* _YOUR ASSIGNMENT_:
Scan the material below for the string "from", and copy every line where it shows up.

- - - - -

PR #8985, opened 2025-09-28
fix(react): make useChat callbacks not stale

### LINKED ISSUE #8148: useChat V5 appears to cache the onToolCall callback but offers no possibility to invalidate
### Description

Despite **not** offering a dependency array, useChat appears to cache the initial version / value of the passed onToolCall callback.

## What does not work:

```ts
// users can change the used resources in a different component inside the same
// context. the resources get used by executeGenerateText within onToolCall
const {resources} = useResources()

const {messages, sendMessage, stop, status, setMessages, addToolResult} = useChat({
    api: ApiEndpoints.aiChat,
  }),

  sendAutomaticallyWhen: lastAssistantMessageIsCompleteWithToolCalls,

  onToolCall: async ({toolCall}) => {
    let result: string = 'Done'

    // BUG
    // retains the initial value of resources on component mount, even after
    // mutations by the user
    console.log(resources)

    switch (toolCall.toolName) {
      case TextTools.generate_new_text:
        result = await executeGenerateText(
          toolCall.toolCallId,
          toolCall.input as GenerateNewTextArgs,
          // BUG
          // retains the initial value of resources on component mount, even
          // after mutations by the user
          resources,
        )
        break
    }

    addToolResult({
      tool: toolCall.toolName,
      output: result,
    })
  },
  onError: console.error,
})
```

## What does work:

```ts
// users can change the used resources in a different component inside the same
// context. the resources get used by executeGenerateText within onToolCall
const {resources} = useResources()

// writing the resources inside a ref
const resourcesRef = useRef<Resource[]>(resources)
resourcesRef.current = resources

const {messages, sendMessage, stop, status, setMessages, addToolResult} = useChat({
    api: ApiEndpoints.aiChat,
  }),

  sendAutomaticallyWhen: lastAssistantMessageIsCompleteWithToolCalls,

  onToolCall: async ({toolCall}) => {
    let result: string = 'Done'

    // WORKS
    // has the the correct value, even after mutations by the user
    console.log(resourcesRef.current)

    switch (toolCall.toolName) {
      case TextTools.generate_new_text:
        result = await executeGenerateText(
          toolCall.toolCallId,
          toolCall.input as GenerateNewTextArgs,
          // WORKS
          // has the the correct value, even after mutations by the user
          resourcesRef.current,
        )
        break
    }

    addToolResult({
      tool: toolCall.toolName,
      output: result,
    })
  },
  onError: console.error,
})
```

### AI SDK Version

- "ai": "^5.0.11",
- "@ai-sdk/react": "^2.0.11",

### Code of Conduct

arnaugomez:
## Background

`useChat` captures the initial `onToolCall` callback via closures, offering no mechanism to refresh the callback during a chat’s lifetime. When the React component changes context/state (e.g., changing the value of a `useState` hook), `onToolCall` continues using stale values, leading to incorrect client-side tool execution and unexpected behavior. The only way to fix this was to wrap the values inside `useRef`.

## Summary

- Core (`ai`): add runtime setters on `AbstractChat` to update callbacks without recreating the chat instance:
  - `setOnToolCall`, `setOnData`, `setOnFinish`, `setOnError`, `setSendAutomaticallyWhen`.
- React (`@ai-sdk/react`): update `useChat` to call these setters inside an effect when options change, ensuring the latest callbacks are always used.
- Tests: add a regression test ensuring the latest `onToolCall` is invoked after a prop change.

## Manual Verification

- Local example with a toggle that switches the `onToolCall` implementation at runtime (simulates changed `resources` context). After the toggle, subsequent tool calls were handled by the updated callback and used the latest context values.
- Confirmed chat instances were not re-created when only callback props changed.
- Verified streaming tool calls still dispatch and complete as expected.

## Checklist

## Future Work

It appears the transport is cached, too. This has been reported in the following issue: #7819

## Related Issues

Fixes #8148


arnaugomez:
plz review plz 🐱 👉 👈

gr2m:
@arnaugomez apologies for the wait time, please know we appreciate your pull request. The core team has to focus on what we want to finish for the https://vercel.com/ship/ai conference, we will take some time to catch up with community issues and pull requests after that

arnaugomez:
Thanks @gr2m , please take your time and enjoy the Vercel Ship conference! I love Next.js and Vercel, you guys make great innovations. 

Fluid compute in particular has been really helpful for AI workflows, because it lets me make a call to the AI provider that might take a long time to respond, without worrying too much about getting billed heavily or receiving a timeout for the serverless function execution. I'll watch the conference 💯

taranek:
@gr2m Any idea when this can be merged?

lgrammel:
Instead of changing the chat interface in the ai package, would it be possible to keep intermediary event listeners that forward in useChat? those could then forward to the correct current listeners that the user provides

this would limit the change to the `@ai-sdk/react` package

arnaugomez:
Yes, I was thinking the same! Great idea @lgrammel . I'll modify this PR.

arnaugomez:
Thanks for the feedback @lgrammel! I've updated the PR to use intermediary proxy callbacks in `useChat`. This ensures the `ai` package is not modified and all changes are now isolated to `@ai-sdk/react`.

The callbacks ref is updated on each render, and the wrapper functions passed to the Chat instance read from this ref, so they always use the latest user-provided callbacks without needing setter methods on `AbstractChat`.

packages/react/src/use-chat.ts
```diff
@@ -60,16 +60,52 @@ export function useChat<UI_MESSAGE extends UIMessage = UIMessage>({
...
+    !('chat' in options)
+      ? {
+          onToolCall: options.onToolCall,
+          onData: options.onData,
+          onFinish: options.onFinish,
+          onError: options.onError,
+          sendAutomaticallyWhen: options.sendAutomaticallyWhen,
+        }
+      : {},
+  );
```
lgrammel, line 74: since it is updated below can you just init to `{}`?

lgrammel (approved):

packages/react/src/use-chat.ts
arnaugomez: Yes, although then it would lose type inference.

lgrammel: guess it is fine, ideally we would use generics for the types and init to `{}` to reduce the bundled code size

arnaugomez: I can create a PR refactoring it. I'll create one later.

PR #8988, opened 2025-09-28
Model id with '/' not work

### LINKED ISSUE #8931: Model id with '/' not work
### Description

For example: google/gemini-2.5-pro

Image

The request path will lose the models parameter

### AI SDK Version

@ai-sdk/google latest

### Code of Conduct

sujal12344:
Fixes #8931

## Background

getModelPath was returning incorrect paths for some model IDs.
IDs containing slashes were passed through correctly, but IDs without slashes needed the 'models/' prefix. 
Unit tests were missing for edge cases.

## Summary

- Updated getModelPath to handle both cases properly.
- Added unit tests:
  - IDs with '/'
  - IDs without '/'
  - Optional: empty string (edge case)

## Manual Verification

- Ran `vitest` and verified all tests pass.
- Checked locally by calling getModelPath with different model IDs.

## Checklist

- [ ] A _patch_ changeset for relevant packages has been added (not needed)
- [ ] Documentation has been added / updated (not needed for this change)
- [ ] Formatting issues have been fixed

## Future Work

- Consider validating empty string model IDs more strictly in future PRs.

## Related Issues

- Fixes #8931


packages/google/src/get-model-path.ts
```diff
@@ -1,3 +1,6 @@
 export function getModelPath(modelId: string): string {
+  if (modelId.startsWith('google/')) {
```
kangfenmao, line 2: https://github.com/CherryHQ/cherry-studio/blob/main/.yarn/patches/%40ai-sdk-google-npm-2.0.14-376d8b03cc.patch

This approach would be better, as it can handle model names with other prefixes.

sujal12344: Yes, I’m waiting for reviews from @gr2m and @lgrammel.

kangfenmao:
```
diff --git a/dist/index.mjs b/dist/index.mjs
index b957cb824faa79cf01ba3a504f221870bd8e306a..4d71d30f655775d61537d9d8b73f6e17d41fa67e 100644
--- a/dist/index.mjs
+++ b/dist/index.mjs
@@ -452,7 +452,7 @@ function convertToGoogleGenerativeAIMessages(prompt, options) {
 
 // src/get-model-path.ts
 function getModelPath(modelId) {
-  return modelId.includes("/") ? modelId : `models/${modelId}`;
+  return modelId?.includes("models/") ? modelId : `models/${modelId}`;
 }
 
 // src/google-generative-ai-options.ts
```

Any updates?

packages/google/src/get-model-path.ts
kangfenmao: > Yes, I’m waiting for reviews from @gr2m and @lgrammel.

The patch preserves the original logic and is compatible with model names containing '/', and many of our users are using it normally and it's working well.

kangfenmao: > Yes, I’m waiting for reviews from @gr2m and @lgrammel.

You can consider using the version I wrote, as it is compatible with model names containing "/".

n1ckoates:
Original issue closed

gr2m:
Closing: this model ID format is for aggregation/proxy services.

- - - - -

* _ANSWER AREA_:
The callbacks ref is updated on each render, and the wrapper functions passed to the Chat instance read from this ref, so they always use the latest user-provided callbacks without needing setter methods on `AbstractChat`.
sujal12344: Yes, I’m waiting for reviews from @gr2m and @lgrammel.
kangfenmao: > Yes, I’m waiting for reviews from @gr2m and @lgrammel.
kangfenmao: > Yes, I’m waiting for reviews from @gr2m and @lgrammel.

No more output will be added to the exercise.